Start of RAW DATA
PR #1847, opened 2023-09-18
BABEL-4411 set transaction isolation cmd change

tanscorpio7:
### Description
Currently babelfish transactions start with session default isolation level. Users can not change this isolation level after transaction has started. On running the set transaction isolation inside a transaction, current transaction isolation does not change but all subsequent transaction will pick up this new isolation level.

Changes in this PR:

Allow changing the current transaction isolation level if no DML query has been run inside transaction.
Abort the transaction if set transaction isolation level is run after a DML query in a transaction block unless the new isolation level is same as current isolation level.
Introduce an escape hatch to ignore any invalid set transaction isolation level stmt so that transaction does not abort.

#### Engine Change:
Add check hook to guc default_transaction_isolation (all errors should be taken care here, that is assign hook should never fail)
If the conditions for setting isolation level are true returns true
If conditions are false and escape hatch is not set (strict - default value) - abort transaction with error
but if escape hatch is set to ignore for same situation - we simply ignore the set tran isolation command by setting the new isolation level to current isolation level. Which is apparently the same as ignoring the cmd.

#### Extension Change:
Introduce escape hatch for set transaction isolation 
New attribute in PLtsql_stmt_execsql structure. This attribute is needed to identify if the stmt is set transaction isolation during initialisation of internal savepoint and if set, we skip the internal save point for the current stmt.
This needs to be done since postgres does not allow setting isolation level inside a save point.

### Issues Resolved

BABEL-4411

### Check List

### DIFF
--- a/contrib/babelfishpg_tsql/src/iterative_exec.c
+++ b/contrib/babelfishpg_tsql/src/iterative_exec.c
@@ -980,6 +980,19 @@ is_batch_command(PLtsql_stmt *stmt)
 }
 
 static
+bool
+is_set_tran_isolation(PLtsql_stmt *stmt)
+{
+	if( stmt->cmd_type == PLTSQL_STMT_EXECSQL)
+	{
+		PLtsql_stmt_execsql	*execsql = (PLtsql_stmt_execsql *) stmt;
+		return execsql->is_set_tran_isolation;
+	}
+	else
+		return true;
+}
+
+static
 void
 record_error_state(PLtsql_execstate *estate)
 {
@@ -1192,7 +1205,7 @@ dispatch_stmt_handle_error(PLtsql_execstate *estate,
 		 * savepoints and let the caller be responsible for handling the
 		 * error.
 		 */
-		if (!ro_func && !pltsql_disable_internal_savepoint && !is_batch_command(stmt) && IsTransactionBlockActive())
+		if (!ro_func && !pltsql_disable_internal_savepoint && !is_batch_command(stmt) && IsTransactionBlockActive() && !is_set_tran_isolation(stmt) )
 		{
 			elog(DEBUG5, "TSQL TXN Start internal savepoint");
 			BeginInternalSubTransaction(NULL);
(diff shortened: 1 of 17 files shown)


contrib/babelfishpg_tsql/src/iterative_exec.c
```diff
@@ -979,6 +979,19 @@ is_batch_command(PLtsql_stmt *stmt)
...
 }
 
+static
+bool
+is_set_tran_isolation(PLtsql_stmt *stmt)
+{
+	if( stmt->cmd_type == PLTSQL_STMT_EXECSQL)
+	{
+		PLtsql_stmt_execsql	*execsql = (PLtsql_stmt_execsql *) stmt;
+		if(execsql->is_set_tran_isolation)
```
surendravishnoi, line 989: just do return execsql->is_set_tran_isolation

contrib/babelfishpg_tsql/src/pltsql.h
```diff
@@ -1048,6 +1048,7 @@ typedef struct PLtsql_stmt_execsql
 	char	   *db_name;		/* db_name: only for cross db query */
 	bool		is_schema_specified;	/* is schema name specified? */
 	bool		is_create_view; /* CREATE VIEW? */
+	bool		is_set_tran_isolation; /* SET TRANSACTION ISOLATION*/
```
surendravishnoi, line 1051: /* comment */

contrib/babelfishpg_tsql/src/tsqlIface.cpp
```diff
@@ -4561,6 +4561,13 @@ makeSetStatement(TSqlParser::Set_statementContext *ctx, tsqlBuilder &builder)
 		}
 		else if (set_special_ctx->BABELFISH_STATISTICS() && set_special_ctx->PROFILE())
 			return makeSetExplainModeStatement(ctx, false);
+		else if(set_special_ctx->ISOLATION())
+		{
+			PLtsql_stmt_execsql *stmt = (PLtsql_stmt_execsql *) makeSQL(ctx);
+			stmt->is_set_tran_isolation = true;
+			attachPLtsql_fragment(ctx, (PLtsql_stmt *) stmt);
```
surendravishnoi, line 4568: why this attach is required, in default case we only do makeSQL?

test/JDBC/expected/BABEL_4411.out
```diff
@@ -0,0 +1,569 @@
+
```
surendravishnoi, line 1: please add test cases to test isolation levels inside proc/func/views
End of RAW DATA
Return every line in the listing that contains the word "IsTransactionBlockActive".

◆ **WRITTEN ANSWER**:
-		if (!ro_func && !pltsql_disable_internal_savepoint && !is_batch_command(stmt) && IsTransactionBlockActive())
+		if (!ro_func && !pltsql_disable_internal_savepoint && !is_batch_command(stmt) && IsTransactionBlockActive() && !is_set_tran_isolation(stmt) )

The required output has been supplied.